Bilingual edition of Niamh

Filed under: — admin @ 10:12 pm

5 Comments »

  1. Is maith liom é seo.

    Comment by Séamas — February 4, 2011 @ 3:09 am

  2. Will you publish Séadna in bilingual version, too?

    Comment by Eain — March 10, 2011 @ 9:56 pm

  3. And why you use Lochlannach instead of original O’Leary’s Lochlanach?

    Comment by Eain — March 10, 2011 @ 9:57 pm

  4. Well I will only do a chapter of Niamh every now and then, as my focus is on the Irish, not the English. I would like to do a bilingual edition of Séadna, but a good translation of Séadna is already available at http://www.archive.org/details/shianafromirish00oleauoft

    Comment by admin — March 10, 2011 @ 10:08 pm

  5. >>>And why you use Lochlannach instead of original O’Leary’s Lochlanach?

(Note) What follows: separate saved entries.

PR #2575, opened 2026-07-02
Fix buffered channel receive handoff matching

MrAlias:
## Motivation

- The receive path could misclassify buffered receives as direct handoffs by inspecting `hchan.qcount` before the Go runtime acquired the channel lock. This could leave stale sender entries in the buffered sender LRU map and produce incorrect span links.
- Buffered sender entries should be consumed when a receive takes from the buffer, and receives should be classified as direct handoffs only when it is safe to do so.

## Description

- Record the channel receive index when a receive starts and compare it with the index after the receive completes.
- Consume the matching buffered sender entry when the receive index advances, then consider direct-handoff matching only when no buffered slot was consumed.

## Testing

- `go test ./pkg/internal/ebpf/gotracer`

### DIFF
--- a/bpf/gotracer/go_runtime.c
+++ b/bpf/gotracer/go_runtime.c
@@ -565,7 +565,8 @@ static __always_inline int channel_recv_return(struct pt_regs *ctx) {
     bool consumed_buffered_sender = false;
     const bool recvx_read = read_channel_recvx((void *)invocation->chan_ptr, &recvx);
     const bool recvx_changed = recvx_read && recvx != invocation->recvx;
-    if (recvx_changed) {
+    const bool single_slot_buffered_receive = dataqsiz == 1 && !invocation->direct_handoff;
+    if (recvx_changed || single_slot_buffered_receive) {
         const u64 slot = previous_channel_slot(recvx, dataqsiz);
         if (invocation->has_handoff) {
             consumed_buffered_sender =
--- a/bpf/gotracer/go_runtime.c
+++ b/bpf/gotracer/go_runtime.c
@@ -509,7 +509,9 @@ static __always_inline int channel_recv_start(struct pt_regs *ctx) {
     }
 
     if (dataqsiz != 0) {
-        read_channel_recvx((void *)chan_ptr, &invocation.recvx);
+        if (!read_channel_recvx((void *)chan_ptr, &invocation.recvx)) {
+            return 0;
+        }
 
         u64 qcount = 0;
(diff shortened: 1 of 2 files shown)


bpf/gotracer/go_runtime.c
```diff
@@ -553,18 +556,36 @@ static __always_inline int channel_recv_return(struct pt_regs *ctx) {
...
-            consume_buffered_channel_sender(&chan_key, slot, &invocation->handoff);
+            consumed_buffered_sender =
+                consume_buffered_channel_sender(&chan_key, slot, &invocation->handoff);
         } else {
-            consume_buffered_channel_sender(&chan_key, slot, NULL);
+            consumed_buffered_sender = consume_buffered_channel_sender(&chan_key, slot, NULL);
+        }
+    }
+
+    if (recvx_read && !consumed_buffered_sender && !recvx_changed && dataqsiz != 1) {
```
grcevski, line 581: I wonder if this regresses the `make(chan T, 1)` case? I think for `make(chan T, 1)` the recvx will always be 0 before and after a buffered receive, which I think a buffered sender at slot 0 is never consumed.

I wonder if we can track whether the receive started with some buffered data, not just track if recvx has changed? For capacity - 1 channels, maybe something like !invocation.direct_handoff && qcount > 0, or maybe !invocation.direct_handoff && dataqsiz == 1?

MrAlias: Fixed in aceb634a96. Capacity-one buffered receives now use the entry-time `!direct_handoff` classification even though `recvx` remains zero, so the slot-zero buffered sender is consumed.

bpf/gotracer/go_runtime.c
```diff
@@ -507,11 +508,13 @@ static __always_inline int channel_recv_start(struct pt_regs *ctx) {
         invocation.has_handoff = true;
     }
 
-    if (dataqsiz == 0) {
-        invocation.direct_handoff = true;
-    } else {
+    if (dataqsiz != 0) {
+        read_channel_recvx((void *)chan_ptr, &invocation.recvx);
```
skl: nit: should the return value of `read_channel_recvx` be checked here?

skl (approved):

grcevski (approved):
LGTM!

bpf/gotracer/go_runtime.c
MrAlias: Fixed in ded51cdae2. The receive entry probe now returns without recording the invocation when `read_channel_recvx` fails, avoiding correlation with a zero-initialized index.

    That is an editorial decision to reflect the fact that the classical spelling was Lochlannach, the modern spelling in Standardised Irish is Lochlannach, and Lochlannach does not yield an incorrect pronunciation in Cork Irish. PUL liked to turn double n’s into single n’s, because there is no tense/tax distinction between broad n’s in Cork Irish (they are all pronounced tense) – there is sometimes a distinction in the slender n’s, as the tense slender n’s are pronounced ng in Cork Irish, eg in “Éirinn” – so PUL wrote “na hÉirean”, but “in Éirinn”. However, this habit of writing n’s singly does not reflect the fact that in the wider Irish language there is a difference between n and nn. Similarly PUL wrote cúiseana, but such words have been edite as cúiseanna in my updated version.